#### [Dataset excerpts]

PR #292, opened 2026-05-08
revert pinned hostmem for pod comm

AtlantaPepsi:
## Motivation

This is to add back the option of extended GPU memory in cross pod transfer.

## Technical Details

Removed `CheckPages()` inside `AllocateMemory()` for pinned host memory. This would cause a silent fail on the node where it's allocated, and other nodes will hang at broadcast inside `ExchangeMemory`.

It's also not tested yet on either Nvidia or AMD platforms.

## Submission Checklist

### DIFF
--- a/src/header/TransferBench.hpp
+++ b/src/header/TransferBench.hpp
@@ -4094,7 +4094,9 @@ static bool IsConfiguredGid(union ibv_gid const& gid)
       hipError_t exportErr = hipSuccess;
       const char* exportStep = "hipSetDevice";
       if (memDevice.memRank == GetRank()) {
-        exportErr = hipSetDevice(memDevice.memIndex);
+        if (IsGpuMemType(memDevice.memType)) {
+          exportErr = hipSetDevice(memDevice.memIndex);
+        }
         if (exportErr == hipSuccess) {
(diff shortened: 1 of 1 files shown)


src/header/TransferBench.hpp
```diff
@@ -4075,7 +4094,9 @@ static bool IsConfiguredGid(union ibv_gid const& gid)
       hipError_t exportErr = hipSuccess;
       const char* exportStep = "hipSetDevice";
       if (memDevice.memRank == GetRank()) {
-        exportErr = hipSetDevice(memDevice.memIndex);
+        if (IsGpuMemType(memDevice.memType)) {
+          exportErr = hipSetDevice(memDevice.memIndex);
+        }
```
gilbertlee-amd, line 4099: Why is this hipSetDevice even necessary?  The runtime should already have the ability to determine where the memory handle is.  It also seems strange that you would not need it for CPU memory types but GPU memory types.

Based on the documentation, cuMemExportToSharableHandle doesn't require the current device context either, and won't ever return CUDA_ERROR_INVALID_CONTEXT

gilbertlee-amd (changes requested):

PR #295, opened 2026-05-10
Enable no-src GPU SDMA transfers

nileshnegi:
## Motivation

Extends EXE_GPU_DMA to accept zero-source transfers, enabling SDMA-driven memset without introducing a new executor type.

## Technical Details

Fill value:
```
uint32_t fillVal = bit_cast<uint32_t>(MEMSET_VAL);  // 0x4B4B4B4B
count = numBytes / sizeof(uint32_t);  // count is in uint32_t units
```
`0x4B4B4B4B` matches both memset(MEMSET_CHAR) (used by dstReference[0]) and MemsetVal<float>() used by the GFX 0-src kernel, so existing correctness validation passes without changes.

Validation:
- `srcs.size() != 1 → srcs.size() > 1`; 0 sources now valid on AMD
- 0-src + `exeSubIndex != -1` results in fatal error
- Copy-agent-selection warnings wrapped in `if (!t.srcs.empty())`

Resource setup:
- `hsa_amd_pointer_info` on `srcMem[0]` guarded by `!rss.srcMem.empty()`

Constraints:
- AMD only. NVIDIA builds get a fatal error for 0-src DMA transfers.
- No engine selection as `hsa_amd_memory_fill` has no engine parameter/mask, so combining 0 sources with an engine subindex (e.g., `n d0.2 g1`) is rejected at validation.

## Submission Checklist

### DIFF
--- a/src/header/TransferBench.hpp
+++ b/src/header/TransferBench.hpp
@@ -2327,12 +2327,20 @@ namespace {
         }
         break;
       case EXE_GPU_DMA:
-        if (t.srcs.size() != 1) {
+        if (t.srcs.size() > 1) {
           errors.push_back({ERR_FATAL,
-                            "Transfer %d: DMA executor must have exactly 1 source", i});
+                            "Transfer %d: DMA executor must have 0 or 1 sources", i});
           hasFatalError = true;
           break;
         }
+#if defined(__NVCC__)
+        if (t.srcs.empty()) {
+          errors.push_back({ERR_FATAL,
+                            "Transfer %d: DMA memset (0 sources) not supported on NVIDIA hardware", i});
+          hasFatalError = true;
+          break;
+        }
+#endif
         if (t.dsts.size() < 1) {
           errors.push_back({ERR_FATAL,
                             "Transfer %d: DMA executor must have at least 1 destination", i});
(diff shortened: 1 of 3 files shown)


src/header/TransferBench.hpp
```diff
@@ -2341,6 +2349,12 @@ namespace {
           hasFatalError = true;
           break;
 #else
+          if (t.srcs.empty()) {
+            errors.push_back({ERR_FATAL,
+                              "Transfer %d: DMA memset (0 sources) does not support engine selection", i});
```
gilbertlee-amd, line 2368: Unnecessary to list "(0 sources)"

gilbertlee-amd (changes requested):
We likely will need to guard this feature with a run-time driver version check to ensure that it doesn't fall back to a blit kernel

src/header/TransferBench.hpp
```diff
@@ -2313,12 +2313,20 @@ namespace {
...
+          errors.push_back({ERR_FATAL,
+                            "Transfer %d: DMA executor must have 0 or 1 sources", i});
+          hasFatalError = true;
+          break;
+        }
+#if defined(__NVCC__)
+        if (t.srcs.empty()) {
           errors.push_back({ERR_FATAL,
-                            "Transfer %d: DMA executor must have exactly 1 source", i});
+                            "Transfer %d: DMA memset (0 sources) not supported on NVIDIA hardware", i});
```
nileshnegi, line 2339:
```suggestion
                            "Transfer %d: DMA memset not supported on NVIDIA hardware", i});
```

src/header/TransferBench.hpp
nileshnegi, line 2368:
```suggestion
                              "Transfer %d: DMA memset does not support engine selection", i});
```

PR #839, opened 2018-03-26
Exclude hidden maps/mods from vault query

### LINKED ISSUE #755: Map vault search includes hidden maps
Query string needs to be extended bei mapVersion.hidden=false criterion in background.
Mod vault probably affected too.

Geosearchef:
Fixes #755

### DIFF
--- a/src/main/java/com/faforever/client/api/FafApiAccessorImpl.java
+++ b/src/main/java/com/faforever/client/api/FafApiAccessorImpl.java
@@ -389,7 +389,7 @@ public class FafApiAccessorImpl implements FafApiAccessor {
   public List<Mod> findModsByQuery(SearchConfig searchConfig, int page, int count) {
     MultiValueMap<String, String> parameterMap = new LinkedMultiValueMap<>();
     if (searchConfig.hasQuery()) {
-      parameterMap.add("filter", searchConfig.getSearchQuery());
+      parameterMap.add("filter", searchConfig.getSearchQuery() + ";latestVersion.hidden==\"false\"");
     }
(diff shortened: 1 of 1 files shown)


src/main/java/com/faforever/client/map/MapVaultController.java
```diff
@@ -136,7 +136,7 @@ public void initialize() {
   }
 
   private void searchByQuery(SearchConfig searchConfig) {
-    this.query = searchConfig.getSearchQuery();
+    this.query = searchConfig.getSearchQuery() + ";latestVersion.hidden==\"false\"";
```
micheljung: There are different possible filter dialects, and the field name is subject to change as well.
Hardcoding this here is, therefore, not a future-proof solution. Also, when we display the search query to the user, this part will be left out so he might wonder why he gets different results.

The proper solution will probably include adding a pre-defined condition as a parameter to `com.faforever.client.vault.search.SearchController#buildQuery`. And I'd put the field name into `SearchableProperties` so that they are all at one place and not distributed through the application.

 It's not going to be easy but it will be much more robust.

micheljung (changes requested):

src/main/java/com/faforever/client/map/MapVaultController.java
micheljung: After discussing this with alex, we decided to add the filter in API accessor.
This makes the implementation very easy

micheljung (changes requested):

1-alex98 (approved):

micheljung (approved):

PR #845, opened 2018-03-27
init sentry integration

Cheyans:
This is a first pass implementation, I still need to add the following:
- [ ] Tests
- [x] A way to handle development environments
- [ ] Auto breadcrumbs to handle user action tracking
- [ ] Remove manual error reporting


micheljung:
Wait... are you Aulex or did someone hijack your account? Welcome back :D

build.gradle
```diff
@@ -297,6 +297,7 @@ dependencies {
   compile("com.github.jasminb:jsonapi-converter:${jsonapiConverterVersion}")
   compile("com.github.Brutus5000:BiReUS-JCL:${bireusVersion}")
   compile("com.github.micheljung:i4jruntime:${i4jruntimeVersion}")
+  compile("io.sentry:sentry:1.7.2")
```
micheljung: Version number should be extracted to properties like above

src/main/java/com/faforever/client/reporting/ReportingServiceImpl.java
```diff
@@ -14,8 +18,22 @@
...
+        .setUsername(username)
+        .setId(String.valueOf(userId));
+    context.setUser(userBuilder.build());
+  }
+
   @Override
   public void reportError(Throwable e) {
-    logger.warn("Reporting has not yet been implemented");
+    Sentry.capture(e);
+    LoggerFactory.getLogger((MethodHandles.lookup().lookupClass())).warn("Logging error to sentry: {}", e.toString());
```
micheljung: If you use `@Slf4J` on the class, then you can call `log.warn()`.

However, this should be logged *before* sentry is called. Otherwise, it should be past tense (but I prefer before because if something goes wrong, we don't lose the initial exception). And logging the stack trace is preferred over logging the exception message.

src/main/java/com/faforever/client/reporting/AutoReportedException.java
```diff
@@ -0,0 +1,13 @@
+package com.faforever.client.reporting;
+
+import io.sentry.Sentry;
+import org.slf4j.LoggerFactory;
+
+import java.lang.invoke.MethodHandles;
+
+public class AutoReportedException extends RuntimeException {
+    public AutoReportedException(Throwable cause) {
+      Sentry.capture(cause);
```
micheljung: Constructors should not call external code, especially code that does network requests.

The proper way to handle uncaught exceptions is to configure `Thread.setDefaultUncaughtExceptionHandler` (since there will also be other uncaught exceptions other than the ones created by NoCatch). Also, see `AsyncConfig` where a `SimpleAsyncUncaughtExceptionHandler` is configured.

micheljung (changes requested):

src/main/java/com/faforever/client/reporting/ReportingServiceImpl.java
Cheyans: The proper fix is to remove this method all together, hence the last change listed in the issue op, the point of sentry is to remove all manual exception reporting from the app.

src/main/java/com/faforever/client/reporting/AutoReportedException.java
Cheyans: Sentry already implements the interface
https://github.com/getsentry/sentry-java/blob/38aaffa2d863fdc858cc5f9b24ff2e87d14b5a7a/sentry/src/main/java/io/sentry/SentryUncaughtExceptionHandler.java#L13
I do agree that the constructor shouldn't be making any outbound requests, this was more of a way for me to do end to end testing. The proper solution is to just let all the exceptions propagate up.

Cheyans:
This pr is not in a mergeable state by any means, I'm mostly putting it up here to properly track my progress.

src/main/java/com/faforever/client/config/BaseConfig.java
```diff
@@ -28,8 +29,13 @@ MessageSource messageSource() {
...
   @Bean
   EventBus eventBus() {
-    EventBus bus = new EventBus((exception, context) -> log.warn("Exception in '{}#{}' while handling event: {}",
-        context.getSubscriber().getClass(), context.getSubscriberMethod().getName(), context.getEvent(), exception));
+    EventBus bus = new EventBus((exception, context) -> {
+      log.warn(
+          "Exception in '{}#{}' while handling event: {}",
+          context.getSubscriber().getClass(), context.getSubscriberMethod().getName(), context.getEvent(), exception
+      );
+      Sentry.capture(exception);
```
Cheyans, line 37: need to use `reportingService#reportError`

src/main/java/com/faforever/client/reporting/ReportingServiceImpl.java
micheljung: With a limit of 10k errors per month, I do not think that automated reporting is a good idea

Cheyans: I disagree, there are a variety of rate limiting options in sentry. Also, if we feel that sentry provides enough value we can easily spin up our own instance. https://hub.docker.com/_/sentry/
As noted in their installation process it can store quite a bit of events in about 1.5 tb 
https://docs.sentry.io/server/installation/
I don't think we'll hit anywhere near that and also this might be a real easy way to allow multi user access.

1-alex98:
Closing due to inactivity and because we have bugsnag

#### [How to complete this task]
When copying the data above, please keep exactly the lines from its first line through the line with "Enable no-src GPU SDMA transfers", both ends included, and drop the rest.

#### [Output of the exercise]
PR #292, opened 2026-05-08
revert pinned hostmem for pod comm

AtlantaPepsi:
## Motivation

This is to add back the option of extended GPU memory in cross pod transfer.

## Technical Details

Removed `CheckPages()` inside `AllocateMemory()` for pinned host memory. This would cause a silent fail on the node where it's allocated, and other nodes will hang at broadcast inside `ExchangeMemory`.

It's also not tested yet on either Nvidia or AMD platforms.

## Submission Checklist

### DIFF
--- a/src/header/TransferBench.hpp
+++ b/src/header/TransferBench.hpp
@@ -4094,7 +4094,9 @@ static bool IsConfiguredGid(union ibv_gid const& gid)
       hipError_t exportErr = hipSuccess;
       const char* exportStep = "hipSetDevice";
       if (memDevice.memRank == GetRank()) {
-        exportErr = hipSetDevice(memDevice.memIndex);
+        if (IsGpuMemType(memDevice.memType)) {
+          exportErr = hipSetDevice(memDevice.memIndex);
+        }
         if (exportErr == hipSuccess) {
(diff shortened: 1 of 1 files shown)


src/header/TransferBench.hpp
```diff
@@ -4075,7 +4094,9 @@ static bool IsConfiguredGid(union ibv_gid const& gid)
       hipError_t exportErr = hipSuccess;
       const char* exportStep = "hipSetDevice";
       if (memDevice.memRank == GetRank()) {
-        exportErr = hipSetDevice(memDevice.memIndex);
+        if (IsGpuMemType(memDevice.memType)) {
+          exportErr = hipSetDevice(memDevice.memIndex);
+        }
```
gilbertlee-amd, line 4099: Why is this hipSetDevice even necessary?  The runtime should already have the ability to determine where the memory handle is.  It also seems strange that you would not need it for CPU memory types but GPU memory types.

Based on the documentation, cuMemExportToSharableHandle doesn't require the current device context either, and won't ever return CUDA_ERROR_INVALID_CONTEXT

gilbertlee-amd (changes requested):

PR #295, opened 2026-05-10
Enable no-src GPU SDMA transfers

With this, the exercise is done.